La revue mensuelle Positif consacre, dans son numéro de mai 2011, un dossier au cinéma numérique, à la fin de la pellicule photochimique ; dossier coordonné par Jean-Pierre Berthomé. Six éléments constituent ce dossier concis (26 p.), précis et synthétique, faisant le tour de la "révolution numérique" : les décors, l'étalonnage, le montage, le son, la dématérialisation des copies et la restauration numérique des films anciens (cf. sommaire exact du dossier).
Mai 2011, N° 603, 7,8 € |
Tout d'abord, l'opposition analogique / numérique, commode, se révèle confuse et, sur certains points, erronée (cf. la "fausse homogénéité des techniques pré-numériques") ; elle apparaît surtout comme une reconstruction avantageuse pour reléguer des techniques anciennes que supplantent "des" technologies numériques, pour le meilleur et pour le pire. Michel Chion dans son article sur les "sons numériques" stigmatise la notion de "numérique" et montre qu'elle mêle, selon lui, des aspects hétérogènes : la miniaturisation des appareils, le montage virtuel et le rapport signal/bruit. L'auteur développe à cette occasion une critique féconde du technicisme.
Avec le montage virtuel, qui commence avec "Coup de coeur" (1981) puis "Cotton Club" de Francis Ford Coppola, on assiste au développement d'innombrables versions (relevant davantage des marketing cuts que director's cuts). Le numérique confère au cinéma la pluralité des variantes, la trace des brouillons, alors que la littérature les voit disparaître.
L'équipement des salles, commencé en 2005 à l'occasion de "Star Wars 3", s'achèvera fin 2012. Toutes les salles seront alors équipées pour le numérique ; afin de donner une chance à toutes les salles (coût : 80 000 € par salle), le CNC a mis en place une aide sélective pour l'équipement des salles (loi du 30 septembre 2010). La disparition prévisible des copies et des laboratoires qui s'en suivra risque d'entraîner la disparition des projections de films anciens, et, par voie de conséquence, de certaines formes de cinéphilie.

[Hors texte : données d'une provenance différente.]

PR #1393, opened 2016-11-30
remove prod dep on UAT zuora

johnduffell:
So previously the UAT catalog had to read successfully for prod boxes to come up.  Since membership-frontend has some kind of leak, it eventually goes down (usually in the middle of the night) when the uat catalog becomes invalid.

We had a load of actions from the retro to solve this but we never actually did it, resulting in it happening again.

This should solve that problem, although @JustinPinner had a related problem of dev being invalid stopping people develop.  That would still need addressing after this.

I've tested this and I can sign up fine as long as I don't use any test users.  The healthcheck passes.  As soon as I use a test user the page returned a 500 error.  If prod zuora fails to read, then the healthcheck falls over straight away with a 500 server error, so we are still safe from that.


frontend/app/services/TouchpointBackend.scala
```diff
@@ -107,10 +107,8 @@ object TouchpointBackend {
     )
   }
 
-  val Normal = TouchpointBackend(BackendType.Default)
-  val TestUser = TouchpointBackend(BackendType.Testing)
-
-  val All = Seq(Normal, TestUser)
+  lazy val Normal = TouchpointBackend(BackendType.Default)
```
rtyley: Does `Normal` want to be a lazy val here? I'm guess that we always want it?

frontend/app/services/TouchpointBackend.scala
```diff
@@ -107,10 +107,8 @@ object TouchpointBackend {
...
+  lazy val TestUser = TouchpointBackend(BackendType.Testing)
```
philwills: I'd suggest at a minimum there should be a comment explaining why it's important that this is lazy.

rtyley:
Just to explain this fix to myself, making `TouchpointBackend.TestUser` lazy means that even if UAT is badly configured, the `object TouchpointBackend` can still complete it's class initialisation, and thus the box can come up.

Since changes that appear in UAT can progress into changes to PROD, I think it's good to be aware of problems with them.

Post-deploy acceptance testing we run after PRs are merged and deployed uses test-users, so I'm guessing although a deploy may succeed, the post-deploy acceptance testing will fail if UAT is bad, @mario-galic ?

johnduffell:
@philwills : @jacobwinch @pvighi and I were discussing that we should add custom fields to the catalog so we can put hints on the things we should be looking for.  Then we can ignore anything extra in the catalog, as the main problem is when something new is added it all falls over.
I think the main surprises that catch people out is 1) prod membership needs UAT zuora to start, 2) adding something new stops the existing stuff being readable and possible 3) membership depends on subscription products being readable and vice versa.
This PR solves 1, the hints is one way to solve 2, and 3 could be solved by breaking the catalog up and storing things as eithers, or maybe another solution.  It's definitely something we need to bring into the next quarter, as that will be themed around costs and health.

@rtyley yes it would indeed break post deploy testing, however if it's the middle of the night that's less important.  If you've just shipped something that's broken something, you should notice fairly quickly and hopefully roll back if necessary, so I think the tradeoff is mostly in our favour.  What do you think?

frontend/app/services/TouchpointBackend.scala
johnduffell: good call, done that phil!

frontend/app/services/TouchpointBackend.scala
johnduffell: we do, but the health check checks that.  And if you're developing locally and only using UAT, do you really want to insist that DEV is valid?

johnduffell: although I should point out that even with this change, if DEV zuora is invalid, you can't use UAT only, as going to mem.thegulocal with a test identity user logged in still tries to access the non UAT zuora for some reason.

rtyley: > if you're developing locally and only using UAT, do you really want to insist that DEV is valid?

When developing locally, you're normally using Zuora DEV, so I think you would?


In Membership PROD:
Normal=Zuora PROD
Test = Zuora UAT

In Membership DEV:
Normal=Zuora DEV
Test=Zuora UAT

rtyley:
> yes it would indeed break post deploy testing, however if it's the middle of the night that's less important. If you've just shipped something that's broken something, you should notice fairly quickly and hopefully roll back if necessary, so I think the tradeoff is mostly in our favour. What do you think?

Agreed, I just wanted to describe what the expected behaviour is. I think it's a little unfortunate that someone who merges their PR may get a slightly misleading impression from a post-deploy testing failure that their PR caused the problem - when in fact it was a separate Zuora issue.

johnduffell:
Yeah that's fine I wasn't disagreeing ;) but yes totally agree we can make things smarter and more robust, I thought about a periodic validation of all the catalogs on a timer and an email (or pagerduty for prod) if they are invalid.  But this is cheaper in the short term.

frontend/app/services/TouchpointBackend.scala
johnduffell: well, as soon as you try to use it, it will fall over anyway., I don't see there's a big benefit to blowing up the whole app (although in reality that's what happens anyway due to other parts of the code)
I think only the thing you are actually using should need to work, unless you are needing as a gate/test in which case you should have something more specific than just blowing up the app as a side effect.  The healthcheck does check the normal so we're good to go there.
Although I guess it's more a balance, just which way we'd prefer to err on the side.  But if someone breaks dev it would still be nice to have the ability to test locally in UAT in order to get changes out.

rtyley:
:+1:

johnduffell:
seems prod had some instability around when the boxes were coming up, tested partner signup manually and it worked

PR #1395, opened 2016-12-01
Ignore weekly one off plan instead of crashing on startup

pvighi:
Update membership-common to the latest version which ignores weekly one off plans in the zuora catalog instead of crashing when reading it
@paulbrown1982 @jacobwinch @johnduffell


johnduffell:
although hopefully it shouldn't actually fall over after the other change to make prod not depend on UAT!
👍 🚀

PR #1396, opened 2016-12-01
upwrap email address from its option

johnduffell:
When I made email address optional in our model reading from salesforce, I didn't spot that membership uses it in its thank you page

As such we were telling users we have emailed them on Some(joe.bloggs@guardian.co.uk) 😨 

I've fixed it up and made it all helpful too if the option is not filled, but since this would have 500'd before and it's basically an unlikely error, I'm not sure if `.get` would be good enough? thoughts?

image


rtyley:
:+1:

PR #1399, opened 2016-12-05
Fix Post-Deploy Tests - Display Name Check

Ap0c:
# Problem

I broke the post-deploy tests in #1394 (sorry!). By removing the profile display name field on the checkout page, the test that checks the display name against the test user fails ("And should be logged in with their Identity account.").

# Solution

Fortunately, there is another location on the checkout page that shows the display name, the only difference being that it is not shown in lower case. Removing the `toLowerCase` method call allows the test to pass again 😃 (thanks Mario for figuring this out!).

@mario-galic @rupertbates @svillafe @JustinPinner


Ap0c:
The tests are working again!

PR #1406, opened 2018-09-11
Adding generator op ConstantLike

spandantiwari:
This is a generator op for producing tensors with constant values (e.g. ones, zeros), that are useful for models. The shape and datatype of the generated tensor can be specified through an input tensor or through attributes.

Please note that there is a similar experimental op `ConstantFill`. This op is a somewhat streamlined version with more datatype support.


spandantiwari:
Not sure what the failure is. @houseroad could you please point to the issue? Is it related to test coverage?

houseroad:
Hi @spandantiwari, you probably need to run `python onnx/backend/test/stat_coverage.py` to update the test coverage page.

spandantiwari:
Hi @houseroad - Thanks for the pointer. I tried running `stat_coverage.py`, but I see a `urllib.error.HTTPError: HTTP Error 403: Forbidden` error. Do I need some permission to download the models? I see that it is trying to access `*opset_9` models, which are not listed on onnx/models repo.

spandantiwari:
@houseroad - still not getting stat_coverage to run. 
Also, ping for review...

houseroad:
@spandantiwari sorry, the models haven't been updated yet. I will do it probably tomorrow. Could you use opset_8 models to generate the results?

onnx/defs/operator_sets.h
```diff
@@ -23,6 +23,7 @@ class ONNX_OPERATOR_SET_SCHEMA_CLASS_NAME(Onnx, 1, Clip);
 class ONNX_OPERATOR_SET_SCHEMA_CLASS_NAME(Onnx, 1, Concat);
 class ONNX_OPERATOR_SET_SCHEMA_CLASS_NAME(Onnx, 1, Constant);
 class ONNX_OPERATOR_SET_SCHEMA_CLASS_NAME(Onnx, 1, ConstantFill);
+class ONNX_OPERATOR_SET_SCHEMA_CLASS_NAME(Onnx, 1, ConstantLike);
```
houseroad: we should add it as 9, because it is just added, right?

onnx/defs/generator/defs.cc
```diff
@@ -34,6 +34,91 @@ ONNX_OPERATOR_SET_SCHEMA(
...
+argument. If 'dtype' is not specified, then the type of input tensor is used. If input 
+tensor is also not specified, then the type defaults to 'float'.
+
+The 'dtype' argument must be one of the data types specified in the 'DataType' enum field in the
+TensorProto message and be valid as an output type.
+)DOC";
+
+ONNX_OPERATOR_SET_SCHEMA(
+    ConstantLike,
+    1,
```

Alors intervient la réflexion sur la restauration (recadrage, colorisation) des films. Cette restauration pose les questions de la cohérence d'une oeuvre avec une époque et sa technologie, et de son intégrité même. Là où l'on met en avant la capacité de diffuser des films anciens sur les réseaux numériques (TV), François Ede souligne un danger potentiel pour la préservation des oeuvres. Le musée numérique du cinéma dit analogique est encore à imaginer. Notons que le dossier semble ne pas considérer la difficile compatibilité du cinéma numérisé avec une quelconque "chronologie des médias".
Contrairement à l'enthousiasme, béat et intéressé, qui préside d'habitude à la célébration courante et convenue de la révolution numérique, célébration aveugle qui accompagne, pour les justifier toujours les investissements de modernisation, ce dossier dégage les enjeux de tous ordres liés au "tout numérique" dans le cinéma. Important rappel : les avantages indiscutables et spectaculaires des techniques numériques ne vont pas sans contre-parties. Comment limiter au mieux, si cela est possible, certaines des retombées négatives de cette révolution conduite par les intérêts économiques sans souci, souvent, des aspects artistiques.